As alluded above, VAST is not the first company to develop a file-based storage system designed specifically for flash, and they share many similar architectural design patterns with their competition.  This is creating gravity around a few key concepts:
  • Both flash and RDMA fabrics handle kilobyte-sized transfers with grace, so the days of requiring megabyte-sized I/Os to achieve high bandwidth are nearing an end.
  • The desire to deliver high IOPS makes replication an essential part of the data path which will skew I/O bandwidth towards reads.  This maps well for read-intensive workloads such as those generated by AI, but this does not bode as well for write-intensive workloads of traditional modeling and simulation.
  • Reserving CPU resources exclusively for driving I/O is emerging as a requirement to get low-latency and predictable I/O performance with kilobyte-sized transfers.  Although not discussed above, VAST uses containerized I/O servers to isolate performance-critical logic from other noise on the physical host.  This pattern maps well to the notion that in exascale, there will be an abundance of computing power relative to the memory bandwidth required to feed computations.

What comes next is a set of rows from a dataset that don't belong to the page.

Issue #328, opened 2016-04-15
Accessing XMLHttpRequest#responseBlob breaks older browsers


tkazec:
`patchClass()` is causing Zone.js to break in older browsers like Android 4.1 – see angular/angular#8000.

Hacky fix: https://github.com/Buzzvil/zone.js/commit/1c3f040cba8a1745829c0f8143620564c250b895

Brooooooklyn:
same issue with you

It's a very old webkit bug https://bugs.webkit.org/show_bug.cgi?id=44721

tkazec:
As far as I know, this was part of a spec, then removed. Some older browsers have a buggy implementation that causes DOM Exception 11 to be thrown when touched.

Since Zone.js is used in Angular 2, and Angular 2 advertises Android 4.1 support, this needs a fix ASAP.

tkazec:
All good now, thanks.

PR #329, opened 2016-04-15
fix(XHR.responseBlob): don't access XHR.responseBlob on old android webkit

aicest:


Brooooooklyn:
@mhevery  fix https://github.com/angular/zone.js/issues/328

mhevery:
Could you add a test for this?

tkazec:
Can we get a new release?

PR #330, opened 2016-04-18
feat: Add a zone spec for fake async test zone.

vikerman:
This implementation is forked from the fake async from Angular 2 and adds the following

1) Implements own scheduler queue that doesn't depend on the jasmine implementation of a scheduler queue.

2) Handles errors in timer/microtask callbacks better so that pending timers are removed properly on error (No need for a clearPendingTimers at the end of a test handling errors). The queue processing is stopped after the first error and can be restarted.

3) Throw an exception if a XMLHttpRequest is used in a fakeAsync test - Useful for avoiding cases for ex. someone uses the online template compiler in a fakeAsync test but forgot to use the template cache and ends up doing a XHR in the test.

### DIFF
--- a/lib/zone-spec/fake-async-test.ts
+++ b/lib/zone-spec/fake-async-test.ts
@@ -1,0 +1,256 @@
+(function() {
+  interface ScheduledFunction {
+    endTime: number;
+    id: number,
+    func: Function;
+    args: any[];
+    delay: number;
+  }
+  
+  class Scheduler {
+    // Next scheduler id.
+    public nextId: number = 0;
+    
+    // Scheduler queue with the tuple of end time and callback function - sorted by end time.
+    private _schedulerQueue: ScheduledFunction[] = [];
+    // Current simulated time in millis.
+    private _currentTime: number = 0;
+    
+    constructor() {}
+    
+    scheduleFunction(cb: Function, delay: number, args: any[] = [], id: number = -1) : number {
+      let currentId: number = id < 0 ? this.nextId++ : id;
+      let endTime = this._currentTime + delay;
+            
+      // Insert so that scheduler queue remains sorted by end time.
+      let newEntry: ScheduledFunction = {
+        endTime: endTime,
+        id: currentId,
+        func: cb,
+        args: args,
+        delay: delay
+      }
+      let i = 0;
+      for (; i < this._schedulerQueue.length; i++) {
+        let currentEntry = this._schedulerQueue[i];
+        if (newEntry.endTime < currentEntry.endTime) {
+          break;
+        }
+      }
+      this._schedulerQueue.splice(i, 0, newEntry);
+      return currentId;
+    }
+    
+    removeScheduledFunctionWithId(id: number): void {
+      for (let i = 0; i < this._schedulerQueue.length; i++) {
+        if (this._schedulerQueue[i].id == id) {
+          this._schedulerQueue.splice(i, 1);
+          break;
+        }
+      }
+    }
+    
+    tick(millis: number = 0): void {
+      this._currentTime += millis;
+      while (this._schedulerQueue.length > 0) {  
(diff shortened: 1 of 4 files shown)


juliemr:
The Travis error seems to be legitimate.

test/zone-spec/fake-async-test.spec.ts
```diff
@@ -0,0 +1,307 @@
...
+
+    it('should process microtasks before timers', () => {
+      fakeAsyncTestZone.run(() => {
+        let log = [];
+
+        Promise.resolve(null).then((_) => log.push('microtask'));
+
+        setTimeout(() => log.push('timer'), 9);
+
+        let id = setInterval(() => log.push('periodic timer'), 10);
```
juliemr: is is unused

test/zone-spec/fake-async-test.spec.ts
```diff
@@ -0,0 +1,307 @@
...
+
+  describe('timers', () => {
+    it('should run queued zero duration timer on zero tick', () => {
+      fakeAsyncTestZone.run(() => {
+        let ran = false;
+        setTimeout(() => { ran = true }, 0);
+
+        expect(ran).toEqual(false);
+
+        testZoneSpec.tick();
```
juliemr: Question: is `tick()` just an alias for `tick(0)` - and what was the previous behavior? Or should it try to clear out any non-periodic timers?

lib/zone-spec/fake-async-test.ts
```diff
@@ -0,0 +1,260 @@
...
+      while (this._schedulerQueue.length > 0) {  
+        let current = this._schedulerQueue[0];        
+        if (this._currentTime < current.endTime) {
+          // Done processing the queue since it's sorted by endTime.
+          break;
+        } else {
+          // Time to run scheduled function. Remove it from the head of queue.
+          this._current = this._schedulerQueue.shift();
+          let retval = this._current.func.apply(global, current.args);
+          if (!retval) {
```
juliemr: What if the callback returns 0 or null?

lib/zone-spec/fake-async-test.ts
```diff
@@ -0,0 +1,260 @@
...
+    tick(millis: number = 0): void {
+      this._currentTime += millis;
+      while (this._schedulerQueue.length > 0) {  
+        let current = this._schedulerQueue[0];        
+        if (this._currentTime < current.endTime) {
+          // Done processing the queue since it's sorted by endTime.
+          break;
+        } else {
+          // Time to run scheduled function. Remove it from the head of queue.
+          this._current = this._schedulerQueue.shift();
```
juliemr: Why store `_current` as a member on `this` instead of just keeping it a local variable?

lib/zone-spec/fake-async-test.ts
juliemr: Ah, I see the wrapper below. Never mind

juliemr:
Looks good overall!

vikerman:
Travis error - I need a better way to check whether the macro task is a XHR related call. Will check with Misko.

lib/zone-spec/fake-async-test.ts
vikerman: Good catch - Initial version of it used _current to cancel currently scheduled setInterval. But now that's refactored out into _fnAndFlush.

test/zone-spec/fake-async-test.spec.ts
vikerman: tick(millis) has a default value of 0 for millis. This was from the previous behavior of fakeAsync and provides an easy shorthand to flush the timer and microtask queue without advancing the time.

test/zone-spec/fake-async-test.spec.ts
vikerman: Removed.

Issue #287, opened 2016-03-20
"More tasks executed then were scheduled" exception thrown


mdekrey:
First off, I'll admit to not knowing whether this is an Angular2 or Zone.js issue. Sorry if I'm putting it in the wrong Issues list!

When loading the [Google Maps API asynchronously](http://stackoverflow.com/questions/34931771/how-to-load-google-maps-api-asynchronously-in-angular2),  setTimeout and clearTimeout appear to be called which causes the error `More tasks executed then were scheduled.`

When I load it before the zone.js library, I am able to get further in the process. However, callbacks threw similar errors (eventually) without [further instrumentation](http://stackoverflow.com/questions/31352397/how-to-update-view-after-change-in-angular2-after-google-event-listener-fired). (I'm not sure if this is expected, but I suspect it is. I figured I'd mention it just in case.)

I have not been able to resolve, however, that the error occurs again if I leave the window and return upon moving my mouse over the map again. This event appears to be wholly internal to Google Maps, and I can't capture it.  Unfortunately, due to the `debugger;` line in the code, I'm unable to just ignore it for the time being without altering the codebase.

  • File-based I/O is not entirely at odds with very low-latency access, but this file-based access is simple one of many interfaces exposed atop a more flexible key-value type of data structure.  As such, as new I/O interfaces emerge to serve the needs of extremely latency-sensitive workloads, these flexible new all-flash storage systems can simply expose their underlying performance through other non-POSIX APIs.
Finally, if you've gotten this far, it is important to underscore that I am in no way speaking authoritatively about anything above.  If you are really interested in VAST or related technologies, don't take it from me; talk to the people and companies developing them directly.